Which of us will be able to follow @tomchick’s mothership as it flees toward the infinite blackness where, despite the hopes of its captain, it will drift until its inhabitants turn to ritualistic cannibalism and their oxygen depletes to zero?
If I turn out to be the scissors guy, I always play that ship turned 180 degrees, the finger handles are actually in front. They are creating gravitational fields that pull the main ship forward at tremenduous speeds. So it is no scissors after all.
So the thing to keep in mind with the red cards – and even the non-red cards – is that if some of the cards are weak and they kind of suck, or maybe they’re just very situational, and if some of the cards are super-powerful and they rock in comparison, the luck of the draw will have a significant impact. Which is fine, if you don’t mind that! But it’s entirely possible for someone to get some awesome early cards and run away with the game.

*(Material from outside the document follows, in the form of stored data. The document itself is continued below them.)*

PR #7280, opened 2025-08-21
fix: :bug: Fix lsTool Exclusions

chezsmithy:
## Description

Noting that there are excessive fallbacks to the terminal tool to try and discover certain files and folders in the repo. In looking at the code the lsTool is using the walkDir function which is shared with the codebase indexer. There are extensive exlusions in place for the codebase indexer which makes sense, however for the lsTool these exclusions are confusing for the LLM when files that should exist are just not found. 

This change allows the lsTool to find all files but still considers the default ignore mechanisms.

## AI Code Review

## Checklist

## Tests

No tests were added. Manual testing was performed in the testing sandbox. For example before the change the dist directory is not returned. After the change the dist directory is included.

    

---

## Summary by cubic
Fixes lsTool to stop inheriting codebase indexer exclusions, so it returns full directory listings and avoids terminal fallbacks. It now includes directories like dist/ and build/ while still honoring default ignore rules (e.g., .gitignore).

### DIFF
--- a/core/tools/implementations/lsTool.ts
+++ b/core/tools/implementations/lsTool.ts
@@ -1,3 +1,5 @@
+import ignore from "ignore";
+
 import { ToolImpl } from ".";
 import { walkDir } from "../../indexing/walkDir";
 import { resolveRelativePathInDir } from "../../util/ideUtils";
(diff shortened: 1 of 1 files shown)


RomneyDa:
@chezsmithy I agree with this change, has been a major thorn. TLDR I'll open a quick PR to address security implications before we merge this


Especially given recent AI security breaches, we should update the behavior to be the following:
- Split the default ignores into security concerns vs additional indexing concerns.
- Codebase indexing respects default ignores = security + additional
- lsTool can _see_ everything
- Prevent the readFile and readCurrentlyOpenFile tools from reading files that match security concerns, with a message to the model (can't read this, it's a security concern)

This would not fully prevent terminal commands from being able to bypass this but that's already the case

RomneyDa:
@chezsmithy https://github.com/continuedev/continue/pull/7302
This PR will stay the same, let's just merge that one first!

RomneyDa (approved):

So just be aware of the ratio of potentially awesome to potentially non-awesome cards and how that can skew the balance toward luck of the draw.
Oops, sorry to leave you guys hanging yesterday. If you’re okay with me picking the instability effects, here are five that I would pick:
PULSE: Activate all stations in outer and inner orbit, no sundivers required.
(This will be useless early in the game. It might become really useful depending on what people build in the orbit layers. Note that you get all the stuff from activation! This isn’t one of those cards that helps everyone at the table. This is an “it’s all mine!” card.)
SYNCHRONIZE: For each station you activate, gain 1 momentum.
(How about a little bit of padding for your score? You guys saw how close the scores were in the last game. Maybe you should set up a Synchronize action just to be safe!)
TRANSCEND: Ignore barriers during movement.
(This might seem underwhelming, but think for a moment how much you can accomplish in one turn if you get to move freely among the sun’s layers! You’ll be able to quickly build gates and stations in places that would normally require tons of manevuering.)
PROCREATE: Place one sundiver from the reserve into each space containing two or more of your sundivers.
(Sex party!)
CLUSTER: Twice this turn, you may spend one movement point to fly all of your sundivers in one space as if they were a single sundiver.
(Because flying a swarm around is never not helpful.)
I think with a well planned turn at a transmission tower, the situation could have changed with a single turn!
I believe the number of instability cards in any game is the number of players +1, right? So, yep, five instability cards for four players, which I believe is a deck of 65. Five suits with 13 cards each, right?